4. Amplificateur logarithmique suivant la revendication 3 caractérisé en ce que le circuit
d'atténuation (20) a un facteur d'atténuation AX et l'amplificateur logarithmique a une tension de sortie logarithmique qui est rendue
proportionnelle par le facteur (1-b) et qui est rendue inversement proportionnelle
par le facteur Ax.
5. Amplificateur logarithmique suivant l'une quelconque des revendications précédentes
caractérisé en ce qu'il comprend en outre une source de courant permanent (24) reliée
à la borne d'entrée (62) du premier élément non-linéaire (11).

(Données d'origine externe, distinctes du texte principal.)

PR #186, opened 2015-12-19
Add ability to save resource to defined file

fromgate:
If you trying to save resource file using method plugin.saveResource ("lang/russian.lng", false); you can save it only to "<PluginName>/lang/russian.lng". 
But I think we need ability to save resource to file located anywhere (without keeping file path and name).

For example:
File out = new File ("current-language.lng");
plugin.saveResource ("lang/russian.yml", false,out);

### DIFF
--- a/src/main/java/cn/nukkit/plugin/PluginBase.java
+++ b/src/main/java/cn/nukkit/plugin/PluginBase.java
@@ -184,6 +184,11 @@ abstract public class PluginBase implements Plugin {
 
     @Override
     public boolean saveResource(String filename, boolean replace) {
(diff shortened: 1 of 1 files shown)


caoli5288:
BUGGY code. It does not check if the out file's folder exists. The out file may outside of data folder! I suggest REVERT this commit. Or change this API to saveResource(String, String) to ensure out file inside data folder.

fromgate:
I'm not sure why it must be forbidden to save resource outside the plugins' folder? 
If it really required I can add checks, can you explain why it needed?


Anyway I think saveResource method must throw exceptions instead of returning true or false - developer must know what's going wrong :)

PR #187, opened 2015-12-19
redstone (part 2), would u like it ?

Angelic47:
now part 2 avaliable. when you break redstone wires, redstone torch, all redstones will update.
but still need to do alot.


Pub4Game:
Good Job :+1:

Snake1999:
Well done :+1:

fromgate:
You're great! :+1:

Angelic47:
updated! now redstone can update when you break it.

PR #202, opened 2015-12-23
Change Plugin.saveResource()

caoli5288:
More argument check. And prevent create file out of data folder.


caoli5288:
@fromgate That's right.

PR #210, opened 2015-12-25
Exp and Exp bottles (ABLE TO MERGE)

Snake1999:
For potions, It seems like potion system requires food system done. So I'll do this PR only in exp and exp bottles.


Creeperface01:
Good job but i think my method for adding XP is better

PR #294, opened 2016-01-08
Fixed block place Quartz

Pub4Game:
image


Angelic47:
Using 0bxxxxxxxx is also ok :3

PR #304, opened 2016-01-09
temporal fix for #266

Creeperface01:


MagicDroidX:
Nooooooo

Creeperface01:
Lang.ini is wrong right?

MagicDroidX:
Of course not

Creeperface01:
So what's wrong?

Creeperface01:
Transtalion method?

Angelic47:
I fixed this, now I'm uploading.
It caused by e.getMessage(), which returns null and generated nullpointexception. I changed it to e.toString();
But as you see, there e.getMessage() is in a catch, so there must be somethings wrong, not only here.

Creeperface01:
Yes but this cause level lag

Creeperface01:
And doublechestInventory constructor is wrong because left and right inventory is defined late

Angelic47:
I know, but it's no use to fix e.getMessage() because there must have another bug.
The reason why I fixed this NPE is to get the right error message, so we can see what went wrong with level.

Creeperface01:
DoubleChestInventory constructor. This is the bug.

Creeperface01:
Right and left inventory must be defined before parent constructor. So idk how to fix it.

Angelic47:
Yes, you are right. DoubleChestInventory has a serious bug, which can cause many problems.

Creeperface01:
Do you know how to fix it?

Angelic47:
Sorry, I don't know how to fix it either... But I will try later, now I'm writting redstone support

Creeperface01:
Ok

PR #319, opened 2016-01-10
Update Sapling.java

ItsLucas:


src/main/java/cn/nukkit/block/Sapling.java
```diff
@@ -59,7 +61,38 @@ public boolean canBeActivated() {
...
+    }
+
+    public int onUpdate(int type) {
+        if (type == Level.BLOCK_UPDATE_NORMAL) {
+            if (this.getSide(0).isTransparent()) {
+                this.getLevel().useBreakOn(this);
+                return Level.BLOCK_UPDATE_NORMAL;
+            }
+        } else if (type == Level.BLOCK_UPDATE_RANDOM) { //Growth
+            if (new cn.nukkit.utils.Random().nextRange(1, 7) == 1) {
```
Angelic47: 你也可以先import cn.nukkit.utils.Random，然后new出一个random对象来，之后复用，这样代码看起来比较整洁而且运行效率更高

U also can using "import cn.nukkit.utils.Random", then new a Random object and reuse it. That would be looks nice and more faster.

6. Amplificateur logarithmique suivant l'une quelconque des revendications précédentes
caractérisé en ce qu'il comprend en outre une première source de courant de polarisation
(28) reliée à la première borne commandée du premier transistor (14) et une seconde
source de courant de polarisation (28) ayant une grandeur égale à la grandeur de la
première source de courant de polarisation mais de sens opposé, la seconde source
de courant de polarisation (28) étant reliée à la seconde borne commandée du premier
transistor (14).
7. Amplificateur logarithmique suivant l'une quelconque des revendications précédentes
caractérisé en ce que les premier et second éléments non linéaires (11,15) comprennent
chacun une diode Schottky ayant une anode reliée à la borne d'entrée et une cathode
reliée à la borne de sortie.
8. Amplificateur logarithmique suivant l'une quelconque des revendications précédentes
caractérisé en ce que le premier transistor (14) est constitué par un transistor PNP
bipolaire ayant un émetteur relié à la première borne commandée, une base reliée à
la borne de commande et un collecteur relié à la seconde borne commandée.

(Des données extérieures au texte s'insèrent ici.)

PR #585, opened 2025-04-09
resolve eip 1193 type

andrewkmin:
## Summary & Motivation
$title

## How I Tested These Changes
typecheck

## Did you add a changeset?
yes

### DIFF
--- a/packages/eip-1193-provider/src/utils.ts
+++ b/packages/eip-1193-provider/src/utils.ts
@@ -6,7 +6,7 @@ import {
   serializeTransaction,
 } from "viem";
 
-import type { WalletAddEthereumChain } from "./types";
+import type { WalletAddEthereumChain, TransactionType } from "./types";
 import {
   BlockExplorerUrlError,
   RpcUrlsRequiredError,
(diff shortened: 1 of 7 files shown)


packages/eip-1193-provider/src/utils.ts
```diff
@@ -31,16 +31,20 @@ export const preprocessTransaction = ({
...
+    // TODO: enable these once ready
+    // "0x3": "eip4844",
+    // "0x4": "eip7702",
   };
+
   const processedTransaction: TransactionSerializable = {
     ...transaction,
     // @ts-ignore
     chainId: parseInt(transaction.chainId, 16),
-    type: typeMapping[transaction.type ?? ""] ?? "eip1559",
```
zkharit, line 43: Any reason we defaulted to eip1559 before and now defaulting to legacy?

zkharit (approved):

packages/eip-1193-provider/src/utils.ts
andrewkmin: I was thinking it might be "safer" to default to legacy, but at this point in time it's probably more likely that eip1559 is the most common + likely case. Pushed!

zkharit (approved):

PR #587, opened 2025-04-10
improve ci test stability

andrewkmin:
## Summary & Motivation
$title

Viem tests were very unstable in CI, particularly due to the ERC721 case. Specifically, there were instances where there would be EVM collisions due to the ERC721 contract being deployed, deterministically, to the same address each time. (address and nonce are factors in determining the contract address. You cannot pass a `salt` during contract deployment using viem at this time)

This PR aims to improve test stability by:
- Removing redundant test (that may have been causing evm collisions during contract deployments within viem tests)
- Kill anvil after tests (this is mainly to ensure that processes properly get cleaned up post-test)
- Introducing a separate wallet account address for testing

Interestingly, these race conditions do not happen locally.

If I were to test something else out, there are the following options:
- Have each config use a unique ETH address (currently we reuse some)
- Have unique contracts to deploy per address
- Introduce an effective "jitter"/source of randomness for the number of transactions that an address has performed, thereby controlling its nonce in order to prevent EVM collisions.

## How I Tested These Changes
local, CI

## Did you add a changeset?


.github/workflows/js-build.yml
```diff
@@ -56,6 +56,9 @@ jobs:
           SOLANA_TEST_ORG_API_PRIVATE_KEY: ${{ secrets.SOLANA_TEST_ORG_API_PRIVATE_KEY }}
           WALLET_ID: ${{ secrets.PREPROD_WALLET_ID }}
 
+      - name: Teardown
+        run: lsof -t -i tcp:8545 | xargs kill # kill anvil
```
andrewkmin, line 60: 8545 is the default port for anvil

packages/viem/src/__tests__/index-test.ts
```diff
@@ -92,11 +92,6 @@ describe("TurnkeyAccount", () => {
       signWith: expectedPrivateKeyEthAddress,
       expectedEthAddress: expectedPrivateKeyEthAddress,
     },
-    {
-      configName: "Private Key Address using createAccountWithAddress",
```
andrewkmin, line 96: this is a redundant config. we already test `createAccountWithAddress` using `Wallet Account using createAccountWithAddress`

.changeset/mighty-cycles-press.md
```diff
@@ -0,0 +1,5 @@
+---
+"@turnkey/eip-1193-provider": patch
+---
+
+Tweak unit tests given expectation that the wallet ID used for tests will have 2 associated addresses
```
r-n-o, line 5: Nit: if it's a test-only change and doesn't impact the code that our customers consume whatsoever there's no need for a changelog entry 💅

andrewkmin: sahweet! removed :)

turnekybc (approved):

zkharit (approved):
CI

9. Amplificateur logarithmique suivant l'une quelconque des revendications précédentes
caractérisé en ce que le circuit de réaction (22) comprend :
(a) un second transistor (50) ayant une base reliée à la borne d'entrée du second
élément non-linéaire (15), un collecteur relié à la borne de commande du premier transistor
(14) et un émetteur; et
(b) un troisième transistor (52) ayant une base reliée à une source de tension de
référence, un collecteur relié à une seconde source de tension d'alimentation et un
émetteur relié à l'émetteur du second transistor (50) et à une source de courant d'émetteur
(58).
10. Amplificateur logarithmique suivant la revendication 9 caractérisé en ce que la source
de tension de référence comprend :
(a) un élément de polarisation (54) branché entre la seconde source de tension d'alimentation
et la base du troisième transistor (52) et
(b) une diode (56) ayant une anode reliée à la base du troisième transistor (52) et
une cathode reliée à la première source de tension d'alimentation.

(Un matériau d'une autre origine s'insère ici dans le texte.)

PR #594, opened 2025-04-11
refreshSession

moeodeh3:
## Summary & Motivation

client asked for abstraction to be able to refresh sessions before they expire (i.e extend the session)

image

went a step up and also added a warning function that runs 15 seconds before the session expiries - to make these an even easier process

## Did you add a changeset?

### DIFF
--- a/packages/sdk-react-native/src/contexts/TurnkeyContext.tsx
+++ b/packages/sdk-react-native/src/contexts/TurnkeyContext.tsx
@@ -497,7 +497,7 @@ export const TurnkeyProvider: FC<{
       const keyToRefresh = sessionKey ?? (await getSelectedSessionKey());
       if (!keyToRefresh) {
         throw new TurnkeyReactNativeError(
-          "Session not found. Either the provided sessionKey is invalid, or no session is currently selected.",
+          "Session not found when refreshing the session. Either the provided sessionKey is invalid, or no session is currently selected.",
         );
       }
 
@@ -530,7 +530,7 @@ export const TurnkeyProvider: FC<{
           ?.credentialBundle;
       if (!bundle) {
         throw new TurnkeyReactNativeError(
-          "Failed to create read/write session.",
+          "Failed to create read/write session when refreshing the session",
         );
       }
 
@@ -539,7 +539,7 @@ export const TurnkeyProvider: FC<{
         StorageKeys.RefreshEmbeddedKey,
       );
       if (!embeddedKey) {
-        throw new TurnkeyReactNativeError("Embedded key not found.");
+        throw new TurnkeyReactNativeError("Embedded key not found when refreshing the session");
       }
 
       const newPrivateKey = decryptCredentialBundle(bundle, embeddedKey);
@@ -553,7 +553,7 @@ export const TurnkeyProvider: FC<{
       );
       const user = await fetchUser(newClient, config.organizationId);
       if (!user) {
-        throw new TurnkeyReactNativeError("User not found.");
+        throw new TurnkeyReactNativeError("User not found when refreshing the session");
       }
 
       const newSession: Session = {
--- a/packages/sdk-react-native/src/contexts/TurnkeyContext.tsx
+++ b/packages/sdk-react-native/src/contexts/TurnkeyContext.tsx
@@ -56,7 +56,7 @@ export interface TurnkeyContextType {
   }) => Promise<Session | undefined>;
   updateUser: (params: { email?: string; phone?: string }) => Promise<Activity>;
   refreshUser: () => Promise<void>;
-  createEmbeddedKey: () => Promise<string>;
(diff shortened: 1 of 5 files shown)


packages/sdk-react-native/src/contexts/TurnkeyContext.tsx
```diff
@@ -203,6 +211,22 @@ export const TurnkeyProvider: FC<{
       clearTimeout(expiryTimeoutsRef.current[sessionKey]);
     }
 
+    // clear existing warning timeouts if it exists
+    if (expiryTimeoutsRef.current[`${sessionKey}-warning`]) {
+      clearTimeout(expiryTimeoutsRef.current[`${sessionKey}-warning`]);
+    }
+
+    const timeUntilExpiry = expiryTime - Date.now();
+    const warningThreshold = SESSION_WARNING_THRESHOLD_SECONDS * 1000;
```
amircheikh, line 220: Would be cool to optionally pass in a threshold here. But not blocking

amircheikh (approved):

packages/sdk-react-native/src/contexts/TurnkeyContext.tsx
```diff
@@ -425,6 +468,116 @@ export const TurnkeyProvider: FC<{
...
+      const newPrivateKey = decryptCredentialBundle(bundle, embeddedKey);
+      const newPublicKey = uint8ArrayToHexString(getPublicKey(newPrivateKey));
+      const newExpiry = Date.now() + expirationSeconds * 1000;
+
+      const newClient = createClient(
+        newPublicKey,
+        newPrivateKey,
+        config.apiBaseUrl,
+      );
+      const user = await fetchUser(newClient, config.organizationId);
```
zkharit, line 554: You could do a simple getWhoAmI here, not blocking

packages/sdk-react-native/src/contexts/TurnkeyContext.tsx
```diff
@@ -425,6 +468,116 @@ export const TurnkeyProvider: FC<{
...
+      if (!user) {
+        throw new TurnkeyReactNativeError("User not found.");
```
zkharit, line 556: This message should probably be more descriptive to the situation, and include something like "Failed to refresh session"

packages/sdk-react-native/src/contexts/TurnkeyContext.tsx
```diff
@@ -425,6 +468,116 @@ export const TurnkeyProvider: FC<{
...
+      const newSession: Session = {
+        key: keyToRefresh,
+        publicKey: newPublicKey,
+        privateKey: newPrivateKey,
+        expiry: newExpiry,
+        user,
+      };
+
+      // if selected session is being refreshed, we update the local state session and client
+      if (session?.key === keyToRefresh) {
```
zkharit, line 568: Will this ever not be true? the sessions `key` is set to `keyToRefresh` right above here

moeodeh3: I believe here we are checking the local state variable (currently selected session) session key - not the new one we just created (the one above). Honestly I should probably write a doc on how this all works - theres a lot of things going on

packages/sdk-react-native/src/contexts/TurnkeyContext.tsx
moeodeh3: this is a helper function to basically do that - for RN i decided to have the wallet and wallet accounts in the user object because I thought it made things easier. We also store the user in the session object that way we don't have to keep making requests every time a user leaves the app (the useEffect runs)

packages/sdk-react-native/src/contexts/TurnkeyContext.tsx
moeodeh3: will note this down for next release - for now going to skip this as its a bit of work to do since we need to then store it along with the session in secure storage (which would a lot of testing)

packages/sdk-react-native/src/contexts/TurnkeyContext.tsx
moeodeh3: good point - especially since this is usually run in the background automatically. Done

packages/sdk-react-native/src/contexts/TurnkeyContext.tsx
zkharit: Ah I completely missed the user being used for creating the session, this makes sense!

packages/sdk-react-native/src/contexts/TurnkeyContext.tsx
zkharit: 🤦‍♂️ i mistook `session` for `newSession`

zkharit (approved):

zkharit (approved):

11. Amplificateur logarithmique suivant la revendication 9 caractérisé en ce que le circuit
de réaction (22) comprend en outre une première résistance d'émetteur (46) branchée
entre l'émetteur du second transistor (50) et la source de courant d'émetteur (58)
et une seconde résistance d'émetteur (48) branchée entre l'émetteur du troisième transistor
(52) et la source de courant d'émetteur (58).
12. Amplificateur logarithmique suivant l'une quelconque des revendications précédentes
caractérisé en ce que le moyen d'amplification comprend :
(a) un amplificateur opérationnel (18) ayant une entrée positive reliée à la seconde
source de tension d'alimentation, une entrée négative et une sortie;
(b) une résistance d'entrée (40) branchée entre la borne d'entrée (62) du moyen d'amplification
et l'entrée négative de l'amplificateur opérationnel (18); et
(c) une résistance de réaction (38) branchée entre la borne de sortie (60) du moyen
d'amplification et l'entrée négative de l'amplificateur opérationnel (18).